Exercise objective: This exercise calls for printing every record exactly once more.

Input data:
________________

Issue #90, opened 2019-04-14
Should we constrain the target label of a %pcrel_lo to be in the same section?


rofirrim:
From the wording, it is unclear to me if the following is acceptable or not

```asm
.text
.globl _start

foo:
    addi a1, a0, %pcrel_lo(label)
    ret

.section .text.new_section
_start:
label:
    auipc a0, %pcrel_hi(bar)
    j foo

bar:
    ret
```

GNU ld complains with `dangerous relocation: %pcrel_lo missing matching %pcrel_hi`, so perhaps there is an underlying assumption that the reference and the label must be found in the same section?

I think the assumption is reasonable but I fail to see the text explicitly constraining this. For example, something like this

```diff
The `R_RISCV_PCREL_LO12_I` or `R_RISCV_PCREL_LO12_S` relocations contain
a label pointing to an instruction with a `R_RISCV_PCREL_HI20` relocation
entry that points to the target symbol:

 - At label: `R_RISCV_PCREL_HI20` relocation entry ⟶ symbol
- - `R_RISCV_PCREL_LO12_I` relocation entry ⟶ label
+ - `R_RISCV_PCREL_LO12_I` relocation entry ⟶ label. The reference to the label
+   and the label definition must be in the same section.
```

What do you think?

Thanks!

aswaterman:
My inclination is that this behavior should be OK, and the linker should not emit an error.  But I haven't thought through the implications on linker relaxation, which might for some reason favor the hi/lo relocs being in the same section.

jim-wilson:
​GNU ld relocates one section at a time.  It is while we are relocating a section that we match pcrel_lo relocs to pcrel_hi relocs.  In order to resolve a pcrel_lo reloc, we need both the address of the pcrel_hi reloc which is part of the pcrel_lo reloc, and the address of the symbol that the pcrel_hi reloc points to, which is part of the pcrel_hi reloc.  So we have to find the matching pcrel_hi reloc to resolve a pcrel_lo reloc.  As we scan through the section resolving relocs, we record all of the pcrel_hi and pcrel_lo relocs we see, then match them together at the end to resolve them.  And we do this one section at time.  Hence, the current GNU ld implementation requires that matching pcrel_hi and pcrel_lo relocs are in the same section.

There might be a way to fix GNU ld to make this work, but linkers are complicated, and someone would have to spend some time looking at GNU ld to figure out how to fix it.

[...]

PR #180, opened 2021-03-16
Require R_RISCV_PCREL_LO12_[IS] be in the same section as their other half

jrtc27:
This is currently required by GNU ld, which will warn if it's ever not the case, and LLD, which will give an error.

Whilst here, fix an "a" to be an "an".

Closes: #90

### DIFF
--- a/riscv-elf.md
+++ b/riscv-elf.md
@@ -779,8 +779,8 @@ with an `R_RISCV_PCREL_LO12_I` relocation or an S-Type instruction (store)
 and an `R_RISCV_PCREL_LO12_S` relocation.
 
 The `R_RISCV_PCREL_LO12_I` or `R_RISCV_PCREL_LO12_S` relocations contain
-a label pointing to an instruction with a `R_RISCV_PCREL_HI20` relocation
-entry that points to the target symbol:
+a label pointing to an instruction in the same section with an
+`R_RISCV_PCREL_HI20` relocation entry that points to the target symbol:
 
  - At label: `R_RISCV_PCREL_HI20` relocation entry ⟶ symbol
  - `R_RISCV_PCREL_LO12_I` relocation entry ⟶ label


aswaterman (approved):

jim-wilson (approved):

riscv-elf.md
```diff
@@ -779,8 +779,8 @@ with an `R_RISCV_PCREL_LO12_I` relocation or an S-Type instruction (store)
 and an `R_RISCV_PCREL_LO12_S` relocation.
 
 The `R_RISCV_PCREL_LO12_I` or `R_RISCV_PCREL_LO12_S` relocations contain
-a label pointing to an instruction with a `R_RISCV_PCREL_HI20` relocation
-entry that points to the target symbol:
+a label pointing to an instruction in the same section with an
+`R_RISCV_PCREL_HI20` relocation entry that points to the target symbol:
```
MaskRay, line 783: While here, does it need to clarify whether a label can be reused for more than one `R_RISCV_PCREL_LO12_I`?

jim-wilson:
The GNU toolchain allows a label to be used for more than one pcrel-lo.  But this is not used by default because it is known to  fail on rare occasion due to alignment issues that can result in overflow.  I don't know of any good solution other than redesigning how the auipc instruction works which seems unlikely to happen.  Anyways, that should not prevent the linker from supporting the feature and the psabi should allow it.

```
rohan:2204$ cat tmp.c
long long i;
void sub (void) { i = 0x1234567887654321LL; }
rohan:2205$ riscv32-unknown-elf-gcc -O2 -S -mcmodel=medany -mexplicit-relocs tmp.c
rohan:2206$ cat tmp.s
	.file	"tmp.c"
	.option nopic
	.attribute arch, "rv32i2p0_m2p0_a2p0_f2p0_d2p0_c2p0"
	.attribute unaligned_access, 0
	.attribute stack_align, 16
	.text
	.align	1
	.globl	sub
	.type	sub, @function
sub:
	.LA1: auipc	a5,%pcrel_hi(.LC0)
	lw	a2,%pcrel_lo(.LA1)(a5)
	lw	a3,%pcrel_lo(.LA1+4)(a5)
	.LA0: auipc	a5,%pcrel_hi(i)
	sw	a2,%pcrel_lo(.LA0)(a5)
	sw	a3,%pcrel_lo(.LA0+4)(a5)
	ret
	.size	sub, .-sub
	.globl	i
	.section	.srodata.cst8,"aM",@progbits,8
	.align	3
.LC0:
	.word	-2023406815
	.word	305419896
	.section	.sbss,"aw",@nobits
	.align	3
	.type	i, @object
	.size	i, 8
i:
	.zero	8
	.ident	"GCC: (GNU) 10.2.0"
rohan:2207$ 
```

GNU ld adds both the pcrel_lo and pcrel_hi relocs into a hash table so that they can be matched.  It allows the pcrel_lo to come before the pcrel_hi which can happen on rare occasion with basic block reorg or some other optimization that moves code around.  it allows a pcrel_hi to match more than one pcrel_lo.

jrtc27:
Yeah, LLD will also support that case just fine, though LLVM (currently) will never generate such code. It's expressible in assembly and the ELF output, and nothing in the proposed wording says you can't do it, therefore you can. We could explicitly call it out, but I don't particularly want to encourage people writing assembly to do that kind of thing to be honest, people manage to get confused and screw up writing assembly enough as it is already.

kito-cheng (approved):
LGTM, @jrtc27 could you add a description to address @MaskRay's comment, or maybe you prefer create another PR for that, it's also OK to me too.

riscv-elf.md
jrtc27: That's already covered by "Note the compiler emitted instructions for PC-relative symbol addresses are
not necessarily sequential or in pairs." and the code example below, which uses one auipc for both an lw and an sw.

________________

Answer space:
Issue #90, opened 2019-04-14
Should we constrain the target label of a %pcrel_lo to be in the same section?


rofirrim:
From the wording, it is unclear to me if the following is acceptable or not

```asm
.text
.globl _start

foo:
    addi a1, a0, %pcrel_lo(label)
    ret

.section .text.new_section
_start:
label:
    auipc a0, %pcrel_hi(bar)
    j foo

bar:
    ret
```

GNU ld complains with `dangerous relocation: %pcrel_lo missing matching %pcrel_hi`, so perhaps there is an underlying assumption that the reference and the label must be found in the same section?

I think the assumption is reasonable but I fail to see the text explicitly constraining this. For example, something like this

```diff
The `R_RISCV_PCREL_LO12_I` or `R_RISCV_PCREL_LO12_S` relocations contain
a label pointing to an instruction with a `R_RISCV_PCREL_HI20` relocation
entry that points to the target symbol:

 - At label: `R_RISCV_PCREL_HI20` relocation entry ⟶ symbol
- - `R_RISCV_PCREL_LO12_I` relocation entry ⟶ label
+ - `R_RISCV_PCREL_LO12_I` relocation entry ⟶ label. The reference to the label
+   and the label definition must be in the same section.
```

What do you think?

Thanks!

aswaterman:
My inclination is that this behavior should be OK, and the linker should not emit an error.  But I haven't thought through the implications on linker relaxation, which might for some reason favor the hi/lo relocs being in the same section.

jim-wilson:
​GNU ld relocates one section at a time.  It is while we are relocating a section that we match pcrel_lo relocs to pcrel_hi relocs.  In order to resolve a pcrel_lo reloc, we need both the address of the pcrel_hi reloc which is part of the pcrel_lo reloc, and the address of the symbol that the pcrel_hi reloc points to, which is part of the pcrel_hi reloc.  So we have to find the matching pcrel_hi reloc to resolve a pcrel_lo reloc.  As we scan through the section resolving relocs, we record all of the pcrel_hi and pcrel_lo relocs we see, then match them together at the end to resolve them.  And we do this one section at time.  Hence, the current GNU ld implementation requires that matching pcrel_hi and pcrel_lo relocs are in the same section.

There might be a way to fix GNU ld to make this work, but linkers are complicated, and someone would have to spend some time looking at GNU ld to figure out how to fix it.

[...]

PR #180, opened 2021-03-16
Require R_RISCV_PCREL_LO12_[IS] be in the same section as their other half

jrtc27:
This is currently required by GNU ld, which will warn if it's ever not the case, and LLD, which will give an error.

Whilst here, fix an "a" to be an "an".

Closes: #90

### DIFF
--- a/riscv-elf.md
+++ b/riscv-elf.md
@@ -779,8 +779,8 @@ with an `R_RISCV_PCREL_LO12_I` relocation or an S-Type instruction (store)
 and an `R_RISCV_PCREL_LO12_S` relocation.
 
 The `R_RISCV_PCREL_LO12_I` or `R_RISCV_PCREL_LO12_S` relocations contain
-a label pointing to an instruction with a `R_RISCV_PCREL_HI20` relocation
-entry that points to the target symbol:
+a label pointing to an instruction in the same section with an
+`R_RISCV_PCREL_HI20` relocation entry that points to the target symbol:
 
  - At label: `R_RISCV_PCREL_HI20` relocation entry ⟶ symbol
  - `R_RISCV_PCREL_LO12_I` relocation entry ⟶ label


aswaterman (approved):

jim-wilson (approved):

riscv-elf.md
```diff
@@ -779,8 +779,8 @@ with an `R_RISCV_PCREL_LO12_I` relocation or an S-Type instruction (store)
 and an `R_RISCV_PCREL_LO12_S` relocation.
 
 The `R_RISCV_PCREL_LO12_I` or `R_RISCV_PCREL_LO12_S` relocations contain
-a label pointing to an instruction with a `R_RISCV_PCREL_HI20` relocation
-entry that points to the target symbol:
+a label pointing to an instruction in the same section with an
+`R_RISCV_PCREL_HI20` relocation entry that points to the target symbol:
```
MaskRay, line 783: While here, does it need to clarify whether a label can be reused for more than one `R_RISCV_PCREL_LO12_I`?

jim-wilson:
The GNU toolchain allows a label to be used for more than one pcrel-lo.  But this is not used by default because it is known to  fail on rare occasion due to alignment issues that can result in overflow.  I don't know of any good solution other than redesigning how the auipc instruction works which seems unlikely to happen.  Anyways, that should not prevent the linker from supporting the feature and the psabi should allow it.

```
rohan:2204$ cat tmp.c
long long i;
void sub (void) { i = 0x1234567887654321LL; }
rohan:2205$ riscv32-unknown-elf-gcc -O2 -S -mcmodel=medany -mexplicit-relocs tmp.c
rohan:2206$ cat tmp.s
	.file	"tmp.c"
	.option nopic
	.attribute arch, "rv32i2p0_m2p0_a2p0_f2p0_d2p0_c2p0"
	.attribute unaligned_access, 0
	.attribute stack_align, 16
	.text
	.align	1
	.globl	sub
	.type	sub, @function
sub:
	.LA1: auipc	a5,%pcrel_hi(.LC0)
	lw	a2,%pcrel_lo(.LA1)(a5)
	lw	a3,%pcrel_lo(.LA1+4)(a5)
	.LA0: auipc	a5,%pcrel_hi(i)
	sw	a2,%pcrel_lo(.LA0)(a5)
	sw	a3,%pcrel_lo(.LA0+4)(a5)
	ret
	.size	sub, .-sub
	.globl	i
	.section	.srodata.cst8,"aM",@progbits,8
	.align	3
.LC0:
	.word	-2023406815
	.word	305419896
	.section	.sbss,"aw",@nobits
	.align	3
	.type	i, @object
	.size	i, 8
i:
	.zero	8
	.ident	"GCC: (GNU) 10.2.0"
rohan:2207$ 
```

GNU ld adds both the pcrel_lo and pcrel_hi relocs into a hash table so that they can be matched.  It allows the pcrel_lo to come before the pcrel_hi which can happen on rare occasion with basic block reorg or some other optimization that moves code around.  it allows a pcrel_hi to match more than one pcrel_lo.

jrtc27:
Yeah, LLD will also support that case just fine, though LLVM (currently) will never generate such code. It's expressible in assembly and the ELF output, and nothing in the proposed wording says you can't do it, therefore you can. We could explicitly call it out, but I don't particularly want to encourage people writing assembly to do that kind of thing to be honest, people manage to get confused and screw up writing assembly enough as it is already.

kito-cheng (approved):
LGTM, @jrtc27 could you add a description to address @MaskRay's comment, or maybe you prefer create another PR for that, it's also OK to me too.

riscv-elf.md
jrtc27: That's already covered by "Note the compiler emitted instructions for PC-relative symbol addresses are
not necessarily sequential or in pairs." and the code example below, which uses one auipc for both an lw and an sw.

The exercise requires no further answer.